In his decision, Barbadoro noted, the court said truthful commercial speech that does not promote unlawful activity can be limited only if it “is in support of a substantial government interest,” “directly advances the government interest asserted” and “is not more extensive than is necessary to serve that interest.” For example, Barbadoro said, the state could have: sought to limit samples, gifts, meals and other inducements to docs; offered best practice guidelines on both the health and cost implications of their prescribing decisions; developed “counter-detailing” programs emphasizing drug costs; required physicians to take CME courses comparing generics with prescription drugs; or implemented a Medicaid Pharmacy Program to encourage use of generics.

Richard Samp, counsel at the Washington Legal Foundation, called Barbadoro’s decision “tremendous.”

“The judge said exactly what we’ve been saying all along,” said Samp, “that under the First Amendment, if the government wants to achieve some important regulatory objective, restrictions on commercial speech must be the last methods resorted to after all other nonspeech alternatives have failed—not the first. Any effort to impose a ban on DTC advertising is sure to be struck down for precisely this reason.”

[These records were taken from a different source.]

PR #459, opened 2020-10-01
Added retro.less to 'special' buttons folder

anonyda:
I have added `_retro.less` as a special button type, along with the special button directory. 
Also added Google Font, and made changes in the button-example.js file.

### DIFF
--- a/assets/js/buttons-examples.js
+++ b/assets/js/buttons-examples.js
@@ -235,6 +235,25 @@ $(document).ready(function () {
       ],
       children: [],
     },
+    {
+      type: "special",
+      label: "Special Buttons",
+      classes: "",
+      variations: [
+        {
+          classes: "retro-btn",
+          text: "Continue",
+        },
+        {
+          classes: "retro-btn-proceed",
+          text: "Proceed",
+        },
+        {
+          classes: "retro-btn-reset",
+          text: "Reset",
+        },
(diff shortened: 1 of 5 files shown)


shahednasser (changes requested):
I really like what you've done it looks great! There's only a few changes I would like you to make but not in the design, just for the layout of the website:

In buttons-examples.js for special, remove the variations array and add a children array (similar to animated), and then add an object in the array for the retro having key "variations" with the variations. For example:

```
{
      type: "special",
      label: "Special Buttons",
      classes: "",
      children: [
      {
           type: "retro",
          label: "Retro Buttons",
          variations: //The variations you added previously
       }
      ]
}
```

Please let me know if you need any help with this or if you run into any problem.

anonyda:
Hey, wouldn't that lead the buttons to inherit the colors and other styles?

shahednasser:
> Hey, wouldn't that lead the buttons to inherit the colors and other styles?

No because the script in `buttons-examples.js` detects the variations key (even in children buttons) and executes it differently. If you run into any problems though please let me know.

anonyda:
Alright, I did it!
Shall I open another PR?

shahednasser:
Great work! Thank you so much!

@all-contributors please add @anonyda for code and design

PR #464, opened 2020-10-01
scroll to top icon

adsingh14:
Added Scroll-to-Top icon without text.

Issue:

### DIFF
--- a/src/components/icon/_scroll-to-top.less
+++ b/src/components/icon/_scroll-to-top.less
@@ -15,8 +15,8 @@
   }
 
   &.rounded-btn {
-    width: 2em;
-    height: 2em;
-    padding: 0 0 0 3px;
+    width: 1.5em;
+    height: 1.5em;
+    padding: 0 0 0 1px;
   }
 }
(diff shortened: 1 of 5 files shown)


src/components/icon/_scroll-to-top.less
```diff
@@ -0,0 +1,22 @@
...
+    text-rendering: auto;
+    -webkit-font-smoothing: antialiased;
+  }
+
+  &:not(.rounded-btn) {
+    padding: 0 0.5em;
+  }
+
+  &.rounded-btn {
+    width: 2em;
```
shahednasser, line 18: change width and height to 1.5em and padding to `0 0 0 1px`

shahednasser (changes requested):
I just have one change to what you've done.

src/components/icon/_scroll-to-top.less
adsingh14: Fixed !

shahednasser:
Great thank you!

@all-contributors please add @adsingh14 for code

Issue #444, opened 2020-10-01
Add action to comment on PR after deploying it


shahednasser:
We have an action called [Surge PR Preview](https://github.com/marketplace/actions/surge-pr-preview) that previews a PR on a surge website. This is very helpful as it makes it easier to see the changes of the PR.

Currently, the action does not leave a comment with the URL of the deployed PR, it just deploys it but it appears in the action log. This is apparently not possible due to github limitation on adding a comment from an action on a PR.

I'm not sure if it's possible but I would like to add an action that submits a comment on the PR after the Surge PR Preview action succeeds with the URL of the deployed PR. This will make it easier for me and the contributors as well to see their changes.

If it's not possible with this action and you know of a better action to do this please let me know as well. (It doesn't have to be surge but it's the easiest).

HeinKhantZaw:
Can I work for this issue?

shahednasser:
Sure @HeinKhantZaw. Let me know how you want to do it.

HeinKhantZaw:
Hi @shahednasser . I don't know if it's going to work or not but I am thinking about using Nelify deploy action. How about that?

HeinKhantZaw:
![image](https://user-images.githubusercontent.com/40730345/94842146-0c427780-0441-11eb-9d24-74d2572b5219.png)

If the precedent holds, it could deter politicians from trying to impose limits on advertising and other forms of promotion—or at least provide assurance that any ill-conceived laws would quickly be thrown out on First Amendment grounds.

But it’s not over yet. The state’s attorney general, Kelly Ayotte, has vowed to appeal the decision, saying the law protects the state’s interests and the interests of New Hampshire’s physicians and citizens, which strongly outweigh the pharmaceutical industry’s interest in increased profits.”